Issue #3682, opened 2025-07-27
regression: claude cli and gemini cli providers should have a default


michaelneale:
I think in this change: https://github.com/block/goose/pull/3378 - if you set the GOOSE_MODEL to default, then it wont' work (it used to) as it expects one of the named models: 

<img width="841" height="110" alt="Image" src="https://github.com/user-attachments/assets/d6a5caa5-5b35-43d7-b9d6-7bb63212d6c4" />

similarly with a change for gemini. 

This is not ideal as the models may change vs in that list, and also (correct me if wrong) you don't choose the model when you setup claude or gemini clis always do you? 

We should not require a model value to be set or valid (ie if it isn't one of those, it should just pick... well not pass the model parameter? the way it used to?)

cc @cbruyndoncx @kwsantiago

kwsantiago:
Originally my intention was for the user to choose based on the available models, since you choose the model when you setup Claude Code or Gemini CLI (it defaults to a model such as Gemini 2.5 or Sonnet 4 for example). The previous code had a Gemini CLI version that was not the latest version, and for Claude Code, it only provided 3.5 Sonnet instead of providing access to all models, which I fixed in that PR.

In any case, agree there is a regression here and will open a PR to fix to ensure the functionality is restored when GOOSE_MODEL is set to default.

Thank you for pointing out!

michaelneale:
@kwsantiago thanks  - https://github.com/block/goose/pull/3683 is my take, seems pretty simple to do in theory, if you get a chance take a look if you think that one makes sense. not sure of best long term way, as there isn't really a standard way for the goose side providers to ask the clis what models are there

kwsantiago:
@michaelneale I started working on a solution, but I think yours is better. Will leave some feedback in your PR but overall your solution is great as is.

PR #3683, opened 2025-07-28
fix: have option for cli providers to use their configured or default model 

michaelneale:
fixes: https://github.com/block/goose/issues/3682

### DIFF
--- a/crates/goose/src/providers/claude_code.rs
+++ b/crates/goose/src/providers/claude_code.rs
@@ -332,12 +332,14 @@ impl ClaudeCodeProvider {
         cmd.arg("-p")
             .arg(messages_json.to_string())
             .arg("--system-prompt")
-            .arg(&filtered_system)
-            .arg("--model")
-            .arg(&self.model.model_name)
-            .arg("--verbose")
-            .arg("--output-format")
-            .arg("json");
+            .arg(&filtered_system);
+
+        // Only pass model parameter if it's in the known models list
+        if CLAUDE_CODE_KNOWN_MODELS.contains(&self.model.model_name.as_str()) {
● ● ● ● ● ● ●
## WORK INSTRUCTIONS
Which lines of the material contain the string "should"? List each of them.

## EXPECTED ANSWER
regression: claude cli and gemini cli providers should have a default
We should not require a model value to be set or valid (ie if it isn't one of those, it should just pick... well not pass the model parameter? the way it used to?)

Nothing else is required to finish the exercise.